Improving performance of rav1d video decoder

ohadravid.github.io

288 points by todsacerdoti a day ago


mmastrac - a day ago

The associated issue for comparing two u16s is interesting.

https://github.com/rust-lang/rust/issues/140167

nemothekid - a day ago

Intersting to see this article on the perfromance advantage of not having to zero buffers after this article 2 days ago: https://news.ycombinator.com/item?id=44032680

brookst - a day ago

Title undersells post; it’s actually 2.3% faster with two good optimizations.

robertknight - a day ago

Good post! The inefficient code for comparing pairs of 16-bit integers was an interesting find.

tialaramex - a day ago

All being equal codecs ought to be in WUFFS† rather than Rust, but I can well imagine that it's a much bigger lift to take something as complicated as dav1d and write the analogous WUFFS than to clean up the c2rust translation, if you said a thousand times harder I'd have no trouble believing that. I just think it's worth it for us as a civilisation.

† Or an equivalent special purpose language, but WUFFS is right there

mbeavitt - a day ago

Haha I was just thinking to myself "I wonder if anyone made any progress on that rav1d bounty yet?"

infogulch - a day ago

You know it's a good post when it starts with a funny meme. Seems related to the recent discussion: $20K Bounty Offered for Optimizing Rust Code in Rav1d AV1 Decoder (memorysafety.org) | 108 comments | https://news.ycombinator.com/item?id=43982238

lubesGordi - a day ago

Honestly its a little surprising the first optimization he found was something fairly obvious just by using perf. I thought they had discussed the zeroing buffers issue in the first post? The second optimization was definitely more involved/interesting but was still pointed at by perf. Don't underestimate that tool!

saagarjha - 10 hours ago

I am very curious what you did to embed the profiler results into your blog post. Literally copy the HTML nodes?

renewiltord - a day ago

Oh this stuff is what’s prompting the ffmpeg Twitter account to make a stand against Rust https://x.com/ffmpeg/status/1924137645988356437?s=46

smallpipe - a day ago

This is really fun. Is there anything stopping rustc from performing the transmute trick ?

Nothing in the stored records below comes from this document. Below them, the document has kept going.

PR #6768, opened 2021-05-19
binutils: update to 2.36.1

AndWac:


pyhalov:
Check illumos-gate and compilers builds with new binutils.

AndWac:
I have build and installed gcc-7 and gcc-10 successfully with the new version of binutils.
These new compilers then successfully built illumos-gate, gcc-7, gcc-10, nodejs-16, nodejs-14, and some other packages.

PR #6776, opened 2021-05-22
libp11: fix conflicting manifest actions

AndWac:
Without these changes libp11 cannot be installed and the installation on the build server doesn't look correct as the pkcs11.so files are missing from the engines folders.

### DIFF
--- a/components/library/libp11/Makefile
+++ b/components/library/libp11/Makefile
@@ -17,6 +17,7 @@ include ../../../make-rules/shared-macros.mk
 
 COMPONENT_NAME=		libp11
 COMPONENT_VERSION=	0.4.11
+COMPONENT_REVISION=	1
 COMPONENT_ARCHIVE=	$(COMPONENT_NAME)-$(COMPONENT_VERSION).tar.gz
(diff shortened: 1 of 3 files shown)


cgrzemba:
Looks good and works for me.

cgrzemba:
Do we need a separate build of libp11 for openssl1.1 then?

AndWac:
I don't know. The engine files are only delivered by openssl-1.0 and libp11 is only available for this version. I don't expect it to work with openssl-1.1 but haven't tried yet.

AndWac:
This PR has broken updates on system where it is installed.
The reason seems to be that openssl-1.0.2 delivers broken symlinks:
╰─➤  ls -l /lib/openssl
total 2
lrwxrwxrwx   1 root     root          28 Mar 11 18:51 default -> ../../../usr/openssl/1.0/lib/
lrwxrwxrwx   1 root     root          36 Mar 11 18:51 engines -> ../../../usr/openssl/1.0/lib/engines/

These symlinks go up one folder too far. That doesn't work when root is temporarily mounted during pkg update and thus it fails.

PR #21130, opened 2025-03-19
timidity++: fix dependency to codec/flac-15 and no --localedir support.

klausz65:


components/multimedia/timidity++/Makefile
```diff
@@ -12,12 +12,14 @@
 # Copyright 2018 Harry Liebel <hliebel@gmail.com>
 #
 
-BUILD_BITS= 64
+
+# disable CONFIGURE_DEFAULT_DIRS, because timidity++ does not support --localdir
+CONFIGURE_DEFAULT_DIRS=no
```
mtelka: I assume it should read `--localedir` instead of `--localdir`.  If so, then please set `CONFIGURE_DEFAULT_DIRS` to `pre-2.60` to solve the issue.

mtelka: ... for details please see #20412.

klausz65:
would that also fix the setting for the wrong mandir? which I needed to set to /usr/share/man

mtelka:
> would that also fix the setting for the wrong mandir? which I needed to set to /usr/share/man

The `mandir` is by default set to `/usr/share/man` so you do not need to do anything special (provided you do not mess with `CONFIGURE_DEFAULT_DIRS=no`).

components/multimedia/timidity++/Makefile
```diff
@@ -34,6 +36,9 @@ COMPONENT_LICENSE_FILE=	COPYING
 TEST_TARGET= $(NO_TESTS)
 include $(WS_MAKE_RULES)/common.mk
 
+CFLAGS += -DSTDC_HEADERS
```
mtelka, line 39: Please add a comment explaining why is this needed.  Thanks.

mtelka: Hmmm, this sounds like a bug either in illumos or in timidity++ and so it should be reported.  Please do so.

hoewweken:
Hi!
Something went wrong, timidity doesn't play MIDI files (?)

$ timidity Downloads/TEST.MID 
Byte order is miss configured.

klausz65:
Okay, but I really didn't change anything except the dependency and that STDC_HEADERS definiton. Fom where do you know that the byte order is miss configured?

hoewweken:
I don't know, its an error message from the program.

From TiMidity++-2.15.0/timidity/timidity.c


    /* Check the byte order */
    i = 1;
#ifdef LITTLE_ENDIAN
    if(*(char *)&i != 1)
#else
    if(*(char *)&i == 1)
#endif
    {
	fprintf(stderr, "Byte order is miss configured.\n");
	exit(1);
    }


I think that the first Char of the MIDI byte stream ist checked here.. (4D 54 or 54 4D ??)
Maybe the configure script does not get it right (?)


MIDI File Type 0:
4D 54 68 64 MThd ID
00 00 00 06 Length of the MThd chunk is always 6.
00 00

Type 1:
4D 54 68 64 MThd ID
00 00 00 06 Length of the MThd chunk is always 6.
00 01

Type 2:
4D 54 68 64 MThd ID
00 00 00 06 Length of the MThd chunk is always 6.
00 02

hoewweken:
$ grep -i byte Timidity.configure.txt 
checking whether byte ordering is bigendian... yes

And this is Intel not sparc..

klausz65:
Okay, I now have installed multimedia/timidity++ and I'm testing on my home system now. It looks like there are 2 bugs: 1.) the one mentioned by Marcel and that one you discovered - stay tuned I'm trying to fix this...

klausz65:
Okay I've prepared a new pull and it looks like it's working - at least I can here something comming out of my speakers:
klausz@gandalf % /tmp/timidity 100428.mid
Warning: Audio buffer is too small.
Playing 100428.mid
MIDI file: 100428.mid
Format: 1  Tracks: 13  Divisions: 240
Track name: Whistle (+24)
Track name: Guitar (nylon string)
Track name: Accordian (+12)
Track name: Johnny, I Hardly Knew Ye
Track name: Sequenced by Brian Hicks
Track name: Remixed by Rory McGowen
Track name: Early 19th century song
Track name: about a woman whose man
Track name: was sent off to war for
Track name: the English, and what he
Track name: looked like when he came
Track name: home to Ireland.
(By Brian Hicks)(Generated by NoteWorthy Composer)

Will push the Pull-Request now...

PR #21132, opened 2025-03-19
dconf: add dependency for library/glib2/32 to successfully build 32 b…

klausz65:
…it libs.!


components/desktop/gnome2/dconf/dconf.p5m
```diff
@@ -47,7 +47,8 @@ link path=usr/lib/$(MACH64)/libdconf.so target=libdconf.so.1
 link path=usr/lib/$(MACH64)/libdconf.so.1 target=libdconf.so.1.0.0
 file path=usr/lib/$(MACH64)/libdconf.so.1.0.0
 file path=usr/lib/$(MACH64)/pkgconfig/dconf.pc
-file path=usr/lib/dconf-service mode=0555
+file path=usr/libexec/dconf-service mode=0555
+file path=usr/libexec/$(MACH32)/dconf-service mode=0555
 file path=usr/lib/gio/modules/libdconfsettings.so
```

Edit: If I had read the next paragraph, I'd have learn about [1] before commenting

[1] https://github.com/rust-lang/rust/issues/140167

Mr_Eri_Atlov - a day ago

AV1 continues to be the most fascinating development in media encoding.

AVG-SVT-PSY is particularly interesting to read up on as well.

jebarker - a day ago

Beautiful work and nice write-up. Profiling and optimization is absolutely my favorite part of software development.

anon-3988 - a day ago

Is skipping initialization of buffers a hard problem for compilers?

sylware - 6 hours ago

I don't understand this project. dav1d is 99% assembly (x86_64/risc-v 64bits/etc) with very little simple and plain C as coordinating code.

mdf - a day ago

There's something about real optimization stories that I find fascinating – particularly the detailed ones including step-by-step improvements and profiling to show how numbers got better. In some way, they are satisfying to read.

Nicholas Nethercote's "How to speed up the Rust compiler" writings[1] fall into this same category for me.

Any others?

[1] https://nnethercote.github.io/

IgorPartola - a day ago

AV1 is an amazing codec. I really hope it replaces proprietary codecs like h264 and h265. It has a similar, if not better, performance to h265 while being completely free. Currently on an Intel-based Macbook it is only supported in some browsers, however it seems that newer video cards from AMD, Nvidia, and Intel do include hardware decoders.

gitroom - a day ago

[dead]

matanx69 - a day ago

[dead]

josteingutt - a day ago

[flagged]

TinkersW - a day ago

Interesting, but mostly just sounds like Rust issues, and requiring some nonsense to fix issues that shouldn't have existed in the first place.

Leading me to the conclusion that Rust is a dubious choice for highly optimized SIMD code.